I love him with everything in me. I just want things to change, I want to be happy again, just the two of us, but he’s one of the most prolific new pirates of the era with a big future ahead of him and I’m afraid we’re going to drift apart and he’s going to leave me behind.
And I swore, I swore I would be true
And honey, so did you
So why were you holding her hand?
Is that the way we stand?
Were you lying all the time?
Was it just a game to you?
My heart was breaking. Law wasn’t talking to Nico Robin and her hand brushed over his and he didn’t stop her. Does he like her? Does he love her? Does he love her more than me?
So many thoughts are swirling around my head and I feel like I’m going to be sick. My heart is beating out of my chest and I feel like my world is crashing down on me. Was I just a place filler to him? Was this all some sort of sick game where I give him my heart and he crushes it in front of me?
But I'm in so deep
You know I'm such a fool for you
You've got me wrapped around your finger
Do you have to let it linger?
Do you have to, do you have to, do you have to let it linger?
Later that night while we were in our shared bedroom my thoughts were overwhelming me once again and I had to say something.
“Trafalgar, I need you to be honest to me, are you still in love with me?”
I questioned my palms, sweating and my body shaking as I waited for his response.”
“Of course I do y/n-ya why would you ask something like that?” He said with a look of shock written on his face.
“All we do is fight lately and hurt each other's feelings… and I saw you With Nico Robin earlier, how you were practically holding hands… Please be honest with me, do you like her?” I tell him, the question finally spilling out of my lips as tears begin to roll down my cheeks.
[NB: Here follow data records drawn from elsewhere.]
PR #17872, opened 2024-04-17
docs: document possibility to specify request timeout in plugin generator

isihu:
In the [plugin generator code](https://github.com/argoproj/argo-cd/blob/74805d55f66da3bb496deb4503ebce429e0cc2dc/applicationset/generators/plugin.go#L101), I've found the possibility to manually set the timeout for a request to a plugin generator.
This feature isn't documented, though. With this PR it is.


pasha-codefresh (approved):
LGTM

“Oh love, I don’t like her, she’s just a nakama, you are the love of my life, the one I want to spend my end of days with, create a family with. I know I’ve been cruel lately because of stress but I didn't realize it was this bad if you're doubting my love for you” as Law spoke his fingers brushed away the tears from my eyes.
Oh, I thought the world of you
I thought nothing could go wrong
But I was wrong, I was wrong
If you, if you could get by
Trying not to lie
Things wouldn't be so confused
And I wouldn't feel so used
But you always really knew
I just want to be with you
“All I want to do is be with you” I state putting my heart out on the line.
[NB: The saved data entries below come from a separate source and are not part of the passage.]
PR #17876, opened 2024-04-17
fix(api): respect all allowed audiences, regardless of check order

crenshaw-dev:
This was a silly bug. In 2.11 I added logic to collect error messages so we'd have better logs about failed token verification.

But the error message collector forced an error message even when token validation _passed_ for one of the audiences. The behavior we want is that if _any_ allowed audience validates, the token is valid.

The test I added failed before and passes now, indicating that valid tokens will no longer be rejected based on order.


ishitasequeira (approved):
LGTM

PR #17890, opened 2024-04-18
feat: Provide Edit support in Sources tab for multi-source app (#17588)

### LINKED ISSUE #17588: Provide Edit support in Sources tab for multi-source apps
# Summary

This is to cover the Edit support from the proposal: https://github.com/argoproj/argo-cd/pull/17108.

This adds or builds upon the changes from [ PR 17275 ](https://github.com/argoproj/argo-cd/pull/17275). (It was meant to be done in stages to make reviewing easier, so this PR includes those changes).

This change adds the "Edit" button to the source and parameter inputs collapsible panels under the Sources tab.

# Proposal

See proposal here, [multiple-sources-for-applications-ui.md](https://github.com/argoproj/argo-cd/blob/master/docs/proposals/multiple-sources-for-applications-ui.md) or original PR: https://github.com/argoproj/argo-cd/pull/17108

keithchong:
Fixes  https://github.com/argoproj/argo-cd/issues/17588

This PR builds upon https://github.com/argoproj/argo-cd/pull/17275

This PR adds/enables the "Edit" button to the Source and Parameter sections of each collapsible panel under the new Sources tab added from https://github.com/argoproj/argo-cd/pull/17275.  

There are a few noteworthy design points to this:
- Two Edit buttons are added.  One for the 'core' source information including Repo URL, path, etc.  See the discussion in the proposal as to why two edit buttons are needed
- The repo details are not loaded until the source panel is expanded.  This will reduce 'flickering' if all repo sources were loaded at once, and if the UI needs to be updated if underlying data is changed. This will also help with performance.

LoadingOneSource

- The collapse state of each source panel is 'remembered' if the user traverses the Resource details tabs.  It is also recalled if the details sliding panel is closed and opened back up again
- The existing support for the single source field can be easily removed with minimal changes.  Did not want to change the behavior of that.  
- Validation of a field seems to be broken (even without this change, and on single source apps).  It appears there needs to be a change in the argo UI.  I added new validation for just the repo URL to show that the validation works:

Screenshot 2024-03-26 at 4 20 05 PM

Testing:
- I tested multiple source apps with 2, 3 and 4 sources.  I edited and changed the repo URL or path, and subsequently, the parameters ( the bottom panel) changes to reflect the new source type
- I tested modifying and saving Helm parameter values changes, and the override behavior looks the same compared to using a single source app.
- After saving, the source panel may 'load' several times (due to model changes), but I think that is probably acceptable.
- If you are in Edit mode, and wait for some time, the page will refresh and will kick you out of edit mode. This is similar behavior to what is happening currently with single source apps.

Checklist:

### DIFF
--- a/ui/src/app/applications/components/resource-details/resource-details.tsx
+++ b/ui/src/app/applications/components/resource-details/resource-details.tsx
@@ -5,7 +5,7 @@ import {EventsList, YamlEditor} from '../../../shared/components';
 import * as models from '../../../shared/models';
 import {ErrorBoundary} from '../../../shared/components/error-boundary/error-boundary';
 import {Context} from '../../../shared/context';
-import {Application, ApplicationTree, AppSourceType, Event, RepoAppDetails, ResourceNode, State, SyncStatuses} from '../../../shared/models';
+import {Application, ApplicationTree, Event, ResourceNode, State, SyncStatuses} from '../../../shared/models';
 import {services} from '../../../shared/services';
 import {ResourceTabExtension} from '../../../shared/services/extensions-service';
 import {NodeInfo, SelectNode} from '../application-details/application-details';
@@ -41,6 +41,12 @@ export const ResourceDetails = (props: ResourceDetailsProps) => {
     const selectedNodeInfo = NodeInfo(new URLSearchParams(appContext.history.location.search).get('node'));
     const selectedNodeKey = selectedNodeInfo.key;
     const [pageNumber, setPageNumber] = React.useState(0);
+    const [collapsedSources, setCollapsedSources] = React.useState(new Array<boolean>()); // For Sources tab to save collapse states
+    const handleCollapse = (i: number, isCollapsed: boolean) => {
+        const v = collapsedSources.slice();
+        v[i] = isCollapsed;
+        setCollapsedSources(v);
+    };
 
     const getResourceTabs = (
         node: ResourceNode,
@@ -162,21 +168,17 @@ export const ResourceDetails = (props: ResourceDetailsProps) => {
                 content: <ApplicationSummary app={application} updateApp={(app, query: {validate?: boolean}) => updateApp(app, query)} />
             },
             {
-                title: 'SOURCES',
-                key: 'sources',
+                title: application.spec.sources === undefined ? 'PARAMETERS' : 'SOURCES',
+                key: 'parameters',
                 content: (
-                    <DataLoader key='appDetails' input={application} load={app => getSources(app)}>
-                        {(details: RepoAppDetails[]) => (
-                            <ApplicationParameters
-                                save={(app: models.Application, query: {validate?: boolean}) => updateApp(app, query)}
-                                application={application}
-                                details={details[0]}
-                                detailsList={details}
-                                pageNumber={pageNumber}
-                                setPageNumber={setPageNumber}
-                            />
-                        )}
-                    </DataLoader>
+                    <ApplicationParameters
+                        save={(app: models.Application, query: {validate?: boolean}) => updateApp(app, query)}
+                        application={application}
+                        pageNumber={pageNumber}
+                        setPageNumber={setPageNumber}
+                        collapsedSources={collapsedSources}
+                        handleCollapse={handleCollapse}
+                    />
                 )
             },
             {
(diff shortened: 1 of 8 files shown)


ishitasequeira (commented):
@keithchong , tried testing the PR out. Please find couple of my findings below:

1. The Sources page allows to edit multiple sources at the same time. But, saving one source successfully leads to reload of the entire page which leads to loosing unsaved edits in another source. I think, we should not allow users to edit multiple apps at the same time or add a note somewhere that editing individual source will update only that specific source on the application.

2. The ref field is missing from the expanded source panel.

image
 

3. We allow users to edit both upper and lower section of the source. But the lower section does not get updated as soon as we change the source type from upper section to a different type (e.g. Directory to Helm or vice versa). Maybe make the other section non-editable while update one?

keithchong:
Hi @ishitasequeira , thanks for testing this out.

For point 1, yeah, I only disable the lower or upper edit button with the source card. I don't disable all the other source cards' Edit buttons.  This is something I will have to address later as a 'fit and finish' issue, because the main path is there.

For point 2, done.  Merge issue from stage 1 PR.  I also added a span element so it will always show up even if there is no value there.

For point 3, I thought this was working before.  Is the following video what you're describing?

changingSourceType

I also included a fix for another weird issue where for single source apps only, the Helm type parameters updated fine when changed, but when you save the changes, there were duplicate entries for Values and Value Files n the view.

keithchong:
@ishitasequeira , I had the mechanism set up so that _within one_ source card, the Edit button is disabled if the other is clicked.  The change might have been in my stage 3 branch for Add and Delete, and I didn't move it over for this PR.  I've just added the fix here.

ishitasequeira (commented):
@keithchong it seems the `ref` field was added but it does not reflect the value when in edit mode. Added a recording of the same.


https://github.com/argoproj/argo-cd/assets/46771830/963129b5-0d68-4a0c-b912-9883a81c30c7

keithchong:
Thanks for testing this. I've updated it.  Looks like some other fields were not updated as well so those changes are now included.

EditModeForRef

ishitasequeira:
Hey @keithchong , thanks for fixing this. I found another thing.

For the source with the `ref` field, I can see the Plugin parameters with default values in the lower section even if they do not seem to make sense for the source.

image

ui/src/app/applications/components/resource-details/resource-details.tsx
```diff
@@ -162,21 +168,17 @@ export const ResourceDetails = (props: ResourceDetailsProps) => {
                 content: <ApplicationSummary app={application} updateApp={(app, query: {validate?: boolean}) => updateApp(app, query)} />
             },
             {
-                title: 'SOURCES',
-                key: 'sources',
+                title: application.spec.sources === undefined ? 'PARAMETERS' : 'SOURCES',
+                key: 'parameters',
                 content: (
-                    <DataLoader key='appDetails' input={application} load={app => getSources(app)}>
```
ashutosh16, line 168: Not very much familiar with dataloader but don't we need DataLoader? how you are passing the `app`

keithchong: Hi @ashutosh16 , thanks for reviewing this.  In my first stage change (for showing all the sources under that tab in read-only mode, with the Edit button disabled), it is used to load all the sources all at once.  See the call to getSources function, which I've now removed below.  It calls the appDetails api to get all the details of the sources.  If I left it this way, that means all the data is load all at once for all the collapsible sections.

With this new approach, I delayed the loading for each source until the section is expanded.  This improves performance and avoids flickering when any change in the sources occur.   The DataLoader code is moved to application-parameters.tsx. For multiple sources, see line 250.  For the single source, see line 192.  This explains my second bullet point here:  https://github.com/argoproj/argo-cd/pull/17890#issue-2251208515
The Loading message appears within the source card, and not outside all the cards.

Note that when the single source field is 'deprecated' or 'removed', I refactored it so that we could more easily remove the code related to how the single source is handled (even if there is a bit of duplication).  Also, I tried to minimize any potential regressions against the original single source behavior.

keithchong:
> Hey @keithchong , thanks for fixing this. I found another thing.
> 
> For the source with the `ref` field, I can see the Plugin parameters with default values in the lower section even if they do not seem to make sense for the source.
> 
> image

Hi Ishita, your concern applies to a single source application too.  I'm not changing the values of any input parameter, or adding any new parameters except for the _ref_ field.  If the values are incorrect, then we will need a new issue for this.

ishitasequeira (commented):
@keithchong Overall PR looks great. Could you resolve the merge conflicts?

ishitasequeira (approved):
LGTM!!

ishitasequeira (approved):
Tested the changes. Overall code looks good. Thanks @keithchong!!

Law brings his lips to mine in a bruise kiss as he tries to show me just how sorry he is that he’s made me feel this way, knowing that no matter what he says he won’t be able to properly convey his feelings.
“You know I’m such a fool for you. I thought no matter what I said or did, you’d still be in my corner, I’m a grumpy asshole with a lot of baggage and I know I need to work on myself better. I know I need to not work so much and dedicate time to just me and you. I’m sorry my love.
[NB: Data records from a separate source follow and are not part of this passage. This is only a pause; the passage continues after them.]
PR #17893, opened 2024-04-18
chore: upgrade controller-gen from 0.4.1 to 0.14.0

crenshaw-dev:
controller-gen versions before 0.14.0 suffer from nil reference errors with go versions >= 1.22. 

Going ahead and bumping controller-gen to unblock a 1.22 upgrade.


ishitasequeira (approved):
LGTM

PR #17939, opened 2024-04-23
fix: Add Sources tab to show all sources of a multi-source app

keithchong:
While doing subsequent stages (Edit, Add, Delete) for the multi-source app support in the UI, I encountered an issue where the updated app/source was not being used correctly during editing.  The type parameters were affected by this so this is a follow-on fix/change for it.

Although the first stage [PR](https://github.com/argoproj/argo-cd/pull/17275) was simply to provide the read-only panel with collapsible Source sections in the details panels, I didn't see this issue because it only occurs if the parameters are editable.  (The parameter values were displayed properly, but the Edit button was still disabled.)  However, the issue _could_ have been caught because in the New App dialog, the type parameters are editable.  So this fix should be merged first before the other PRs for the remaining stages.

Here are the steps to reproduce:

1. Launch New App dialog
2. Fill in the General section
3. For Source, select HELM and provide a URL, like, https://kubernetes.github.io/ingress-nginx
4. Fill in the chart and version
--> The HELM section below should be available
5. Change the value of one of the parameters, like controller.admissionWebhooks.certManager.enabled, from false to true
--> You will see the ISSUE
6. With fix, Save, and then verify the manifest contents

Checklist:

### DIFF
--- a/ui/src/app/applications/components/application-parameters/application-parameters.tsx
+++ b/ui/src/app/applications/components/application-parameters/application-parameters.tsx
@@ -189,10 +189,10 @@ export const ApplicationParameters = (props: {
     } else {
         const v: models.ApplicationSource[] = new Array<models.ApplicationSource>();
         v.push(app.spec.source);
-        return getEditablePanel(attributes, props.details, 0, v);
+        return getEditablePanel(attributes, props.details, 0, v, true);
     }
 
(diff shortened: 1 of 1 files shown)


ishitasequeira (approved):
Tested the change and the fix LGTM!!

I will change, for both of us. You’ll never have to worry about whether or not I love you because I’ll shout it from the rooftops every day if I need to” Law stared me deep in my eyes as he said this, gripping my face gently but firmly in his hands.
Things wouldn’t be easy, hell I know we’ve been through it before but for the first time in a long time I held a hope I thought long forgotten.